Low-Calorie Diet Doesn’t Prolong Life, Study of Monkeys Finds - tocomment
http://www.nytimes.com/2012/08/30/science/low-calorie-diet-doesnt-prolong-life-study-of-monkeys-finds.html
======
gwern
Fulltext: <http://dl.dropbox.com/u/85192141/2012-mattison.pdf>

------
aezell
As someone who recently embarked on a restricted-calorie diet, I can say that
I'm not inclined to live longer in the sense of past the average life-span.
I'm more inclined to have a higher quality of life and live long enough to see
my child into his adulthood.

That said, outside of weightloss and increased energy and stamina, I have
noticed a few things about a reduced-calorie diet (and I'm talking 1000
calories or less most days):

1) I don't think about food as anything but fuel. I no longer think of it as a
way to be social, to pass the time, or to be happy.

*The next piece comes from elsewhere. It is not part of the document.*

PR #594, opened 2026-08-31
Don't leak Horizon client secret via psql

sfc-gh-mslot:
## The problem

`pg_lake_iceberg.http_client_trace_traffic` was `PGC_USERSET`, and the trace is emitted with `ereport(INFO, ...)`, which PostgreSQL delivers **to the client**. So any role could turn the trace on in its own session, touch an Iceberg REST table, and read the OAuth token request body out of its own notices.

2) While it's possible to eat 1000 calories of calorie dense food with almost
no other nutrition (sugar), I find that hunger demands I eat things that have
more mass with less calories (vegetables and some proteins).

3) My day no longer revolves around eating. Pretty simple, but previously, I
would be very concerned with what I had eaten the day before and might eat
tomorrow. Outside of the measurements I'm keeping about caloric intake, I
seldom think about food.

4) I'm saving money. I used to eat out a lot. Eating out, except for maybe a
salad, makes it hard to reduce caloric intake. Now, I eat at home on the
pound-for-pound cheaper food we can get at the farmer's market or grocery
store.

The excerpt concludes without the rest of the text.